### [Exercise description]
Give back the lines of the records exactly, starting at the first and ending at the one with "# Description".

****

Issue #7556, opened 2024-04-24
Refuse deletion of projects with environments


arnaudsjs:
This ticket should make sure that the API endpoints to delete a project, refuse the deletion is that project still has environments attached. The error message should mention which environments the project still has. This change should go into ISO7+.

PR #8097, opened 2024-09-17
Prevent deletion project

hlloreda:
# Description

Prevent the deletion of projects with environments

closes https://github.com/inmanta/inmanta-core/issues/7556

# Self Check:

- [x] Changelog entry

### DIFF
--- a/changelogs/unreleased/7556-prevent-project-deletion-if-environment.yml
+++ b/changelogs/unreleased/7556-prevent-project-deletion-if-environment.yml
@@ -5,4 +5,4 @@ issue-repo: inmanta-core
 change-type: minor
 destination-branches: [master, iso7]
 sections:
-  feature: "{{description}}"
+  bugfix: "{{description}}"
--- a/changelogs/unreleased/7556-prevent-project-deletion-if-environment.yml
+++ b/changelogs/unreleased/7556-prevent-project-deletion-if-environment.yml
@@ -1,0 +1,8 @@
+---
+description: Prevent the deletion of a project if this project contains one or multiple environments attached to it.
+issue-nr: 7556
+issue-repo: inmanta-core
+change-type: minor
+destination-branches: [master, iso7]
+sections:
+  feature: "{{description}}"
--- a/src/inmanta/server/services/projectservice.py
+++ b/src/inmanta/server/services/projectservice.py
@@ -16,7 +16,6 @@
     Contact: code@inmanta.com
 """
 
-import asyncio
 import logging
 import uuid
 from typing import Optional, cast
@@ -112,7 +111,8 @@ class ProjectService(protocol.ServerSlice):
         environments = await data.Environment.get_list(project=project.id)
         if len(environments) > 0:
             raise ServerError(
-                f"Cannot remove the project `{project_id}` because it still contains some environments: {','.join([str((env.name, str(env.id))) for env in environments])}"
+                f"Cannot remove the project `{project_id}` because it still contains some environments: "
+                f"{','.join([str((env.name, str(env.id))) for env in environments])}"
             )
 
         await project.delete()
--- a/src/inmanta/server/services/projectservice.py
+++ b/src/inmanta/server/services/projectservice.py
@@ -110,8 +110,10 @@ class ProjectService(protocol.ServerSlice):
             raise NotFound("The project with given id does not exist.")
 
         environments = await data.Environment.get_list(project=project.id)
-        for env in environments:
-            await asyncio.gather(self.autostarted_agent_manager.stop_agents(env, delete_venv=True), env.delete_cascade())
+        if len(environments) > 0:
+            raise ServerError(
+                f"Cannot remove the project `{project_id}` because it still contains some environments: {','.join([str((env.name, str(env.id))) for env in environments])}"
+            )
 
         await project.delete()
 
--- a/src/inmanta/server/services/projectservice.py
+++ b/src/inmanta/server/services/projectservice.py
@@ -25,7 +25,7 @@ import asyncpg
 from inmanta import data
 from inmanta.data import model
 from inmanta.protocol import handle, methods, methods_v2
-from inmanta.protocol.exceptions import NotFound, ServerError
+from inmanta.protocol.exceptions import Conflict, NotFound, ServerError
 from inmanta.server import (
     SLICE_AUTOSTARTED_AGENT_MANAGER,
     SLICE_DATABASE,
@@ -110,7 +110,7 @@ class ProjectService(protocol.ServerSlice):
 
         environments = await data.Environment.get_list(project=project.id)
         if len(environments) > 0:
-            raise ServerError(
+            raise Conflict(
                 f"Cannot remove the project `{project_id}` because it still contains some environments: "
                 f"{','.join([str((env.name, str(env.id))) for env in environments])}"
             )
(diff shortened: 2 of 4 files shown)


src/inmanta/server/services/projectservice.py
hlloreda, line 1: This will impact the behaviour of V1 and V2 endpoints, is it a problem?

tests/test_project.py
```diff
@@ -333,20 +406,6 @@ async def test_create_env_same_name(client):
...
-    result = await client.create_environment(project_id=project_id, name="dev")
-    result = await client.create_environment(project_id=project_id, name="prod")
-
-    result = await client.delete_project(project_id)
-    assert result.code == 200
-
-    result = await client.list_environments()
-    assert len(result.result["environments"]) == 0
-
-
```
hlloreda, line 349: No such behaviour anymore

changelogs/unreleased/7556-prevent-project-deletion-if-environment.yml
```diff
@@ -0,0 +1,8 @@
+---
+description: Prevent the deletion of a project if this project contains one or multiple environments attached to it.
+issue-nr: 7556
+issue-repo: inmanta-core
+change-type: minor
+destination-branches: [master, iso7]
+sections:
+  feature: "{{description}}"
```
arnaudsjs, line 8: The `feature` section is intended for big new features. This isn't. So we should either move it to `minor-improvement` if we consider this new functionality or to `bugfix` if we consider the old behavior to be a bug. I am fine with both.

src/inmanta/server/services/projectservice.py
```diff
@@ -110,8 +109,11 @@ async def project_delete(self, project_id: uuid.UUID) -> None:
             raise NotFound("The project with given id does not exist.")
 
         environments = await data.Environment.get_list(project=project.id)
-        for env in environments:
-            await asyncio.gather(self.autostarted_agent_manager.stop_agents(env, delete_venv=True), env.delete_cascade())
+        if len(environments) > 0:
+            raise ServerError(
```
arnaudsjs, line 113: A `ServerError` is an HTTP 500, so an unexpected exception on the server. This should be ` Conflict` (409), because the current state of the resource doesn't allow the action.

tests/test_project.py
```diff
@@ -83,6 +83,40 @@ async def test_project_api_v1(client):
     assert response.code == 404
 
 
+async def test_delete_environment_project(client):
```
arnaudsjs, line 86: This method uses the variable `result` and `response` for the response from an API endpoint. Let's keep it consistent and use one of both names for that. Same in the other test case.

arnaudsjs (changes requested):

tests/agent_server/test_server_agent.py
```diff
@@ -1889,24 +1889,6 @@ async def test_stop_autostarted_agents_on_environment_removal(server, client, re
     ps_diff_inmanta_agent_processes(original=inmanta_agent_child_processes, current_process=current_process, diff=0)
 
 
-async def test_stop_autostarted_agents_on_project_removal(server, client, resource_container, no_agent_backoff):
```
arnaudsjs, line 1892: Why was this test case removed?

tests/test_project.py
```diff
@@ -333,20 +406,6 @@ async def test_create_env_same_name(client):
...
-    project_id = result.result["project"]["id"]
-
-    result = await client.create_environment(project_id=project_id, name="dev")
-    result = await client.create_environment(project_id=project_id, name="prod")
-
-    result = await client.delete_project(project_id)
-    assert result.code == 200
-
-    result = await client.list_environments()
-    assert len(result.result["environments"]) == 0
```
arnaudsjs, line 347: This test case also calls into the `list_environments()` endpoint after the deletion of the project. The new test cases don't do that. Make sure to be very careful when deleting tests, so that we don't lose test coverage.

arnaudsjs (changes requested):

tests/agent_server/test_server_agent.py
arnaudsjs: I see. We have another test case for the environment. You can ignore this comment.

tests/test_project.py
```diff
@@ -83,6 +83,40 @@ async def test_project_api_v1(client):
     assert response.code == 404
 
 
+async def test_delete_environment_project(client):
+    """Test modifying the project of an environment"""
```
Hugo-Inmanta, line 87:
```suggestion
    """Test deleting a project containing an environment."""
```

tests/test_project.py
```diff
@@ -260,6 +294,45 @@ async def test_modify_environment_project(client_v2):
     assert result.code == 200
 
 
+async def test_delete_environment_project_v2(client_v2):
+    """Test modifying the project of an environment"""
```
Hugo-Inmanta, line 298: Is this test exactly the same as the one above but with 2 environments instead of one ? Do we need both tests, maybe this one is enough ?

tests/test_project.py
```diff
@@ -260,6 +294,45 @@ async def test_modify_environment_project(client_v2):
...
+
+    # Create two projects and two environments
```
Hugo-Inmanta, line 300:
```suggestion
    # Create a project with two environments
```

Hugo-Inmanta (changes requested):

tests/test_project.py
hlloreda: I tend to agree, I wanted to cover the V1 endpoint (even if it relies on the same logic as V2)

tests/test_project.py
```diff
@@ -260,6 +260,45 @@ async def test_modify_environment_project(client_v2):
...
+
+    result = await client_v2.environment_create(project_id=project_id_a, name="env")
+    assert result.code == 200
+    env1_id = result.result["data"]["id"]
+
+    result = await client_v2.environment_create(project_id=project_id_a, name="env2")
+    assert result.code == 200
+    env2_id = result.result["data"]["id"]
+
+    # Delete project a
```
Hugo-Inmanta, line 279:
```suggestion
    # Delete project
```

tests/test_project.py
```diff
@@ -260,6 +260,45 @@ async def test_modify_environment_project(client_v2):
     assert result.code == 200
 
 
+async def test_delete_environment_project_v2(client_v2):
+    """Test deleting a project containing an environment."""
+
+    # Create a projects and two environments
```
Hugo-Inmanta, line 266:
```suggestion
    # Create a project and two environments
```

tests/test_project.py
```diff
@@ -260,6 +260,45 @@ async def test_modify_environment_project(client_v2):
     assert result.code == 200
 
 
+async def test_delete_environment_project_v2(client_v2):
+    """Test deleting a project containing an environment."""
```
Hugo-Inmanta, line 264:
```suggestion
    """Test deleting a project containing environments."""
```

Hugo-Inmanta (changes requested):

tests/test_project.py
Hugo-Inmanta: I see, I completely missed the fact that they were using different endpoints. Maybe we should err on the side of caution and test both versions after all, in case we update this in the future. @arnaudsjs  wdyt ?

arnaudsjs (approved):

Hugo-Inmanta (approved):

****

### [Task solution]
Issue #7556, opened 2024-04-24
Refuse deletion of projects with environments


arnaudsjs:
This ticket should make sure that the API endpoints to delete a project, refuse the deletion is that project still has environments attached. The error message should mention which environments the project still has. This change should go into ISO7+.

PR #8097, opened 2024-09-17
Prevent deletion project

hlloreda:
# Description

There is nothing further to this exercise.